Würde mich über Antworten freuen.


----------



## psartini (20. Mrz 2007)

je nachdem was du vor hast macht es eventuell sinn dir apache derby oder javadb anzusehen. das sind datenbanken welche komplett in java implementiert sind und welche du somit komplett in deinem war-file unterbringen kannst.

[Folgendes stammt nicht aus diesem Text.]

PR #297, opened 2026-08-07
Document the unified vLLM suite

atnair-amd:
## Summary

The vLLM docs described a schema the suite no longer has: a `vllm_single` suite
name, a config path under `inference/vllm_single/<variant>/`, and a `config` +
`benchmark_params.<model>` layout. The reference page also named a config file
(`mi355x_singlenode_vllm.json`) that ships nowhere in the repo, and failed to
build.

## Change

- Add `reference/configuration-files/vllm.rst`: the current schema, the four
  distinct "backend" settings, container/Docker keys, sweep cell keys and server
  reuse, all six threshold kinds and both coverage axes, and all four metric
  namespaces (37 client / 5 gpu / 4 prom / accuracy)
- Add `how-to/run-vllm-benchmarks.rst` as the task-shaped entry point
- Delete `vllm_singlenode_mi355x.rst` — documented the removed schema, and broke
  the build (`Unknown target name: "7.0:rocm7.0_ubuntu_22.04"`)
- Fix the stale suite name and config path in `run-cvs-tests.rst`; test listing
  taken from live `cvs list vllm` output
- Ray is documented as opt-in, not required: `mp` is the default multinode
  backend, and ray's effect is to relax the pipeline-parallelism requirement
  rather than to enable multinode
- Out of scope: three code defects found while reading (`env` under
  `container.runtime.args` crashes launch; `runtime.args.shm_size` silently
  dropped; `pull_image` hardcodes bare `sudo`) — documented around, not fixed

## Tests

Docs-only; no Python in the diff. `sphinx -b html` succeeds with zero warnings
attributed to either new page (the 27 remaining are pre-existing, in
`megatron.rst`, `jax.rst`, `cluster-file.rst`, orphan toctrees, and unreachable
intersphinx inventories).


hnimra-amd:
Nice work bringing the vLLM docs in line with the unified `vllm` suite — deleting the broken MI355X page and adding the how-to + reference split is the right shape.

One accuracy fix I'd ask for before merge: the **Coverage checking** section in `vllm.rst` says axis 2 enforces a spec for every gated metric, and the client-metrics intro says gated metrics "require a threshold spec in every cell." That doesn't match the unified loader on `dev/dtni`: `vllm_config_loader._check_thresholds_cover_sweep` passes `gated_metrics=set()`, and the docstring there explicitly says metric specs are optional. At runtime, `test_metric` / `test_gpu_metric` / `test_prom_metric` also no-op when a spec is absent even with `enforce_thresholds=true`.

Suggestion: reword coverage to **cell coverage only** at load time (every sweep cell has a threshold entry; no orphan cell keys), and describe gated metrics as "asserted only when a spec is present." The optional/null-spec behavior you already document a paragraph later is the actual contract — I'd lead with that in the coverage section so readers don't think all 23 client specs are mandatory before they can flip enforcement on.

Smaller follow-up (could be this PR or a quick follow-on): `docs/install/cvs-install.rst` still points at `cvs copy-config inference/mi355x_singlenode_vllm.json`, which this PR removes from the doc set. Worth updating that install snippet to `inference/vllm/mi300x_vllm_llama31-70b_fp8_single.json` (or `cvs copy-config inference/vllm`) so new users don't hit a missing template.

solaiys (commented):
## Review — no additional blocking issues; confirming @hnimra-amd's accuracy fix

I verified this one by executing the checks rather than reading, and the documentation holds up well. The one thing I'd also hold merge for is the coverage-section inaccuracy @hnimra-amd already raised — I reached the same conclusion independently and have the evidence below.

### Confirming the existing review

**Coverage checking is cell-only — @hnimra-amd is right.** `vllm.rst:806` states:

> 2. **Metric coverage** — every cell must carry a spec for each gated metric.

That axis is a no-op for this suite. `vllm_config_loader.py:253-258` calls the shared validator with an empty set:

```python
validate_thresholds_cover_sweep(
    expected_cells=self.expected_cells(),
    thresholds=self.thresholds,
    enforce_thresholds=self.enforce_thresholds,
    gated_metrics=set(),
)
```

and in `inferencing_config_loader.validate_thresholds_cover_sweep`, `gated_keys` is built from exactly that set (L104-107), so `absent` is always `[]`, `gated_gaps` is always empty, and the "cells missing gated-metric specs" problem can never be appended. Only axis 1 (missing cells / orphaned cell keys) actually fires. Rewording as suggested — cell coverage at load time, gated metrics "asserted only when a spec is present" — matches the implementation, and leading with it makes the null-spec paragraph at L812 consistent rather than contradictory.

**The stale install snippet is real.** `docs/install/cvs-install.rst:396` still says:

```
cvs copy-config inference/mi355x_singlenode_vllm.json --output ~/my_vllm_config.json
```

`mi355x_singlenode_vllm.json` exists nowhere in the repo — not in `cvs/input/config_file/**`, and not at the merge base either, so this is pre-existing breakage rather than something this PR introduces. But since this PR is the one bringing the vLLM docs in line, it's the natural place to fix it, and a new user following the install page hits a failing command today.

### What I verified as correct

Everything else I checked came back clean:

- **The deletion is justified, exactly as described.** Parsing the removed page from the merge base reproduces the build failure verbatim:

```
docs/reference/configuration-files/vllm_singlenode_mi355x.rst:113: (ERROR/3) Unknown target name: "7.0:rocm7.0_ubuntu_22.04".
```

- **The removal is clean.** No remaining reference to `vllm_singlenode_mi355x` anywhere under `docs/`, so no dangling toctree entry or cross-reference.
- **The new pages parse without reference errors.** `vllm.rst`, `run-vllm-benchmarks.rst`, and `run-cvs-tests.rst` all come back with zero unknown-target/undefined-reference errors — notably none of the same unescaped-colon pattern that broke the deleted page.
- **All 22 toctree entries resolve** to real files (the only unresolved name is `license.md`, which is generated at build time and pre-dates this PR).
- **Every documented command resolves.** `cvs copy-config inference/vllm/mi300x_vllm_llama31-70b_fp8_single.json` and the `_distributed` variant both exist. `cvs copy-config cluster_container.json` also works — it lives under `cvs/input/cluster_file/`, and `copy_config_plugin` searches the `cluster_file` root alongside `config_file`, so the shorthand in the how-to is correct.
- **The metric reference tables are accurate.** I cross-checked every metric name in the tables against the source: all 38 `client.*`, all 5 `gpu.*`, and all 4 `prom.*` names appear in the Python code. The four `prom.*` entries match `vllm_server_metrics` exactly (`queue_time_p50_ms`, `queue_time_p95_ms`, `prefill_time_p50_ms`, `prefill_time_p95_ms`). That's the part of a reference page most likely to drift, and it doesn't.

### Blocking issues

✅ None beyond @hnimra-amd's coverage rewording, which I'd also treat as merge-blocking since it inverts the contract a reader needs before enabling `enforce_thresholds`.

docs/reference/configuration-files/vllm.rst
```diff
@@ -0,0 +1,1210 @@
...
+
+For ``min_ratio``, the ``reference`` names another metric in the same cell. If that reference is missing, ``None``, or zero, the check fails with a message naming the reason.
+
+Coverage checking
+-----------------
+
+Threshold files are validated against the sweep on two axes:
+
+1. **Cell coverage** — every sweep cell must have a threshold entry, and no threshold key may name a cell that the sweep does not produce. This catches keys left behind after a sweep edit.
+2. **Metric coverage** — every cell must carry a spec for each gated metric.
```
solaiys: Pinning @hnimra-amd's coverage point to the exact line, since I confirmed it independently.

This axis never fires for the vLLM suite. `vllm_config_loader.py:253-258` calls the shared validator with `gated_metrics=set()`, and `validate_thresholds_cover_sweep` builds `gated_keys` from exactly that set (`inferencing_config_loader.py:104-107`) — so `absent` is always `[]`, `gated_gaps` stays empty, and the "cells missing gated-metric specs" problem can never be raised. Only axis 1 is enforced.

```suggestion
2. **Metric coverage** — not enforced for this suite. A gated metric is asserted only when the cell carries a spec for it; a metric with no spec is measured and reported but never asserted.
```

As written, a reader would think all 38 `client.*` specs are mandatory before they can turn on `enforce_thresholds`, which also makes the null-spec sentence at L812 read as a contradiction rather than an elaboration.

docs/reference/configuration-files/vllm.rst
```diff
@@ -0,0 +1,1210 @@
...
+
+The ``accuracy`` key is exempt from cell-coverage checking, since it is keyed by task rather than by cell.
+
+Setting ``enforce_thresholds`` to ``false`` downgrades **both** axes to warnings and stops threshold violations from failing tests. The run still measures and records everything, which makes it the right setting for a first calibration run on new hardware.
```
solaiys: Follow-on from the L806 correction: since axis 2 never fires, "downgrades **both** axes to warnings" is describing a downgrade of something that was never enforcing. Once L806 is reworded, this is clearer as `enforce_thresholds=false` downgrading cell-coverage failures to warnings and stopping threshold violations from failing tests — which is what the loader actually does.

solaiys:
## Re-review of `88aff03f` — good to go from my side

Re-verified every claim the new commit makes against the code. **Both points are fully resolved**, and the rewrite is more accurate than a minimal fix would have been — it also caught two spots neither @hnimra-amd nor I had called out (the "record-only by default" note at the bottom of the client-metrics section, and the `Gated` column gloss).

### Coverage semantics now match the implementation

The rewritten section says cell coverage is the only load-time axis, that there is no per-metric requirement, and that assertion is decided per metric at evaluation time. All three are correct:

- **One axis.** `vllm_config_loader.py` passes `gated_metrics=set()`, so `gated_keys` is empty and the "cells missing gated-metric specs" branch in `validate_thresholds_cover_sweep` is unreachable. Only the missing/orphaned-cell checks can fire.
- **`enforce_thresholds` wording.** "Downgrades coverage problems to warnings" is exactly right — `inferencing_config_loader.py:118-120` raises `ValueError` when enforcing and calls `warnings.warn` otherwise. Dropping the old "**both** axes" phrasing was the right call.
- **`accuracy` exemption.** `NON_SWEEP_THRESHOLD_KEYS = {"accuracy"}` is subtracted from `present` at L96, so that sentence holds.
- **Per-metric assertion.** This is the part I most wanted to check, and the new text is precisely right:

```python
spec = (variant_config.thresholds.get(cell) or {}).get(full)
if spec is None:
    return
evaluate_all(actuals, {full: spec})
```

`vllm.py:480-483`. Because the guard is `spec is None`, an absent key and an explicit `null` take the identical path — so "A spec of ``null`` is the explicit way to say the same thing" is accurate rather than approximate.

### The "gate matrix" framing is real, not a hand-wave

I checked this because it's new language. `vllm_parsing.py:223-225` states that `METRIC_TIERS` membership "is seeded from `GATED_METRICS` so the report's tier partition exactly mirrors what the suite enforces: every name in `GATED_METRICS` must land in exactly one non-record tier (pinned by a unit test)", and `METRIC_TIER_ORDER` appends a `record` tier for everything else. `report/render/gate_matrix.py` renders exactly that partition. So describing the gated mark as "files it under one of the report's gate-matrix tiers" is correct, and separating that from "requires a spec" is the right distinction to draw.

### Install guide fix verified end to end

Both replacement paths exist, and all four documented keys are real, with the right shapes:

```
container.image        EXISTS   value='<changeme>'            <- correct thing to tell users to edit
paths.shared_fs        EXISTS   value='/mnt/dtni/{user-id}'
paths.models_dir       EXISTS   value='{shared_fs}/models'
params.nnodes          EXISTS   value='1'
```

Good catch replacing the flat `container_image` / `nnodes` / `data_cache_dir` names too — the shipped config is nested (`container`, `paths`, `params`, `model`, `roles`, `sweep`), so the old key names would have sent people looking for fields that don't exist.

### Build integrity

`vllm.rst` and `cvs-install.rst` both parse with zero unknown-target/undefined-reference errors, and the new `_vllm-threshold-coverage` label is defined once and referenced once, so the `:ref:` resolves.

### Blocking issues

✅ None. Good to go from my side.

I've left this as a comment rather than a formal approval so the approving click stays with you — happy to convert it to an approval if you'd like.

### One follow-up, outside this PR's diff

Now that the docs are correct, the stale statement lives in the code instead. `cvs/lib/inference/utils/vllm_parsing.py:167-168`, just above `GATED_METRICS`, says:

> Add a metric to this set the moment it becomes a pass/fail criterion -- the loader then forces a spec for it in every cell before the suite can run green.

That is the same misconception this PR just removed from the docs, and it's the most likely origin of it. For the vLLM loader nothing is forced, because `gated_metrics=set()` is passed. Worth a one-line comment fix in a follow-on so the next person doesn't re-derive the old behaviour from the source. (Note it *is* accurate for ATOM, which passes `gated_metrics=GATED_METRICS` in `atom_config_loader.py:174` — so the comment is probably best reworded to say which loaders enforce it.)

solaiys (approved):
LGTM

allerdings sind diese natürlich nicht so performant wie "ausgewachsene" datenbanksysteme wie postgres. wenn die datenmengen überschaubar bleiben sind sie aber gute alternativen.


----------



## TSH (21. Mrz 2007)

Und was passiert, wenn ich den Server runterfahre? Sind die Daten dann futsch? Ich will sie dauerhaft auf der Platte speichern, so dass die WebApp auch beim nächsten mal drauf zugreifen kann.


----------



## psartini (21. Mrz 2007)

TSH hat gesagt.:
			
		

> Und was passiert, wenn ich den Server runterfahre? Sind die Daten dann futsch? Ich will sie dauerhaft auf der Platte speichern, so dass die WebApp auch beim nächsten mal drauf zugreifen kann.



nein, die daten werden auf die festplatte geschrieben. guck dir doch einfach mal die doku an.

http://db.apache.org/derby/manuals/index.html


----------